PR #3385, opened 2026-06-30
Remove `slim` from `GET /api/v2/task-group/`

### LINKED ISSUE #3384: Review whether any client uses `slim=False` for `GET /api/v2/task-group/`

ychiucco:
closes #3384 

```bash
```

==================================================

:: TASK DESCRIPTION ::
Could you reproduce every record exactly as written?

:: EXERCISE RESPONSE ::
PR #3385, opened 2026-06-30
Remove `slim` from `GET /api/v2/task-group/`

### LINKED ISSUE #3384: Review whether any client uses `slim=False` for `GET /api/v2/task-group/`

ychiucco:
closes #3384 

```bash
```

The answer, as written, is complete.